**Task requirements**. Copy each line of the records that includes "more".

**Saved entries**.

PR #1293, opened 2019-03-07
Phoenix admin dashboard revamp

weerd:
### What does this PR do?

This PR revamps the Phoenix Admin Dashboard™ as a dropdown that exists above the chrome of the page and thus doesn't interfere with the page design. This current iteration allows the page to be scrolled, but the dashboard is still accessible, by clicking on the toggle attached to the top of the browser window viewport.

We needed the ability to clear cache on Story Pages, and this provided an opportunity to attempt to fix the Admin Dashboard and move towards something more sustainable.

I tried to break up the commits in some logical order, so it might be useful to [go through those in order](https://github.com/DoSomething/phoenix-next/pull/1293/commits). 🤷‍♂️ 

To currently enable this admin dashboard and clear cache on a page, all that is needed is to pass a `$cacheUrl` variable when returning the page view in the respective controller. There is also now a new helper function `get_cache_url()` which will easily build it for you. 

It also provides a `get_cache_id()` (which the `get_cache_url()` method utilizes), to unify in one function how we build the Redis cache ID keys so we can ensure they're all created consistently the same. The prior approach was trickier and more prone to break due to human error when updating, since the "clear cache" button and thus the ID it referred to was generated in a JS React component, but the cache ID for Redis is generated in PHP on the server.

**Task solution**.
We needed the ability to clear cache on Story Pages, and this provided an opportunity to attempt to fix the Admin Dashboard and move towards something more sustainable.
It also provides a `get_cache_id()` (which the `get_cache_url()` method utilizes), to unify in one function how we build the Redis cache ID keys so we can ensure they're all created consistently the same. The prior approach was trickier and more prone to break due to human error when updating, since the "clear cache" button and thus the ID it referred to was generated in a JS React component, but the cache ID for Redis is generated in PHP on the server.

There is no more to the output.